Stored items:
-.-.-
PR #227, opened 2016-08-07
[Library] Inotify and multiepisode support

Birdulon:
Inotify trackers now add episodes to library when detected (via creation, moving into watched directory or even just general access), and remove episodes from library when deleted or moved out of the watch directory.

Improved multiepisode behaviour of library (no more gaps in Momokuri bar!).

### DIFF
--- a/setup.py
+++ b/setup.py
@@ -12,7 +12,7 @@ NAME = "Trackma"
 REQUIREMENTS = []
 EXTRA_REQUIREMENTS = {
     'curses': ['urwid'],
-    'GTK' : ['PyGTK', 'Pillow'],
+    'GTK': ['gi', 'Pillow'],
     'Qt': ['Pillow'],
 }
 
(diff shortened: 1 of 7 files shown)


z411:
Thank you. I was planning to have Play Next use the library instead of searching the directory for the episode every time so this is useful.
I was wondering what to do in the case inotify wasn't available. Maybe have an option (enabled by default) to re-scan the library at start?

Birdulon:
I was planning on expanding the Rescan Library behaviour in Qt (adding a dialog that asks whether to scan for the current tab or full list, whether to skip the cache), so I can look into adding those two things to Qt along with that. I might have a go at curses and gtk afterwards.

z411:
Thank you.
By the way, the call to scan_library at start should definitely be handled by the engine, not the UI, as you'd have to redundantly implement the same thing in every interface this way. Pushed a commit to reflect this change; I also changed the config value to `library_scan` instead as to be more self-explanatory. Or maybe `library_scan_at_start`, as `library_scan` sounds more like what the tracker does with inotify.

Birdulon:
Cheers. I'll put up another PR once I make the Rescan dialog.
-.-.-
* What this task involves: Each record shown above is to be given again exactly.

* Expected output:
PR #227, opened 2016-08-07
[Library] Inotify and multiepisode support

Birdulon:
Inotify trackers now add episodes to library when detected (via creation, moving into watched directory or even just general access), and remove episodes from library when deleted or moved out of the watch directory.

Improved multiepisode behaviour of library (no more gaps in Momokuri bar!).

### DIFF
--- a/setup.py
+++ b/setup.py
@@ -12,7 +12,7 @@ NAME = "Trackma"
 REQUIREMENTS = []
 EXTRA_REQUIREMENTS = {
     'curses': ['urwid'],
-    'GTK' : ['PyGTK', 'Pillow'],
+    'GTK': ['gi', 'Pillow'],
     'Qt': ['Pillow'],
 }
 
(diff shortened: 1 of 7 files shown)


z411:
Thank you. I was planning to have Play Next use the library instead of searching the directory for the episode every time so this is useful.
I was wondering what to do in the case inotify wasn't available. Maybe have an option (enabled by default) to re-scan the library at start?

Birdulon:
I was planning on expanding the Rescan Library behaviour in Qt (adding a dialog that asks whether to scan for the current tab or full list, whether to skip the cache), so I can look into adding those two things to Qt along with that. I might have a go at curses and gtk afterwards.

z411:
Thank you.
By the way, the call to scan_library at start should definitely be handled by the engine, not the UI, as you'd have to redundantly implement the same thing in every interface this way. Pushed a commit to reflect this change; I also changed the config value to `library_scan` instead as to be more self-explanatory. Or maybe `library_scan_at_start`, as `library_scan` sounds more like what the tracker does with inotify.

Birdulon:
Cheers. I'll put up another PR once I make the Rescan dialog.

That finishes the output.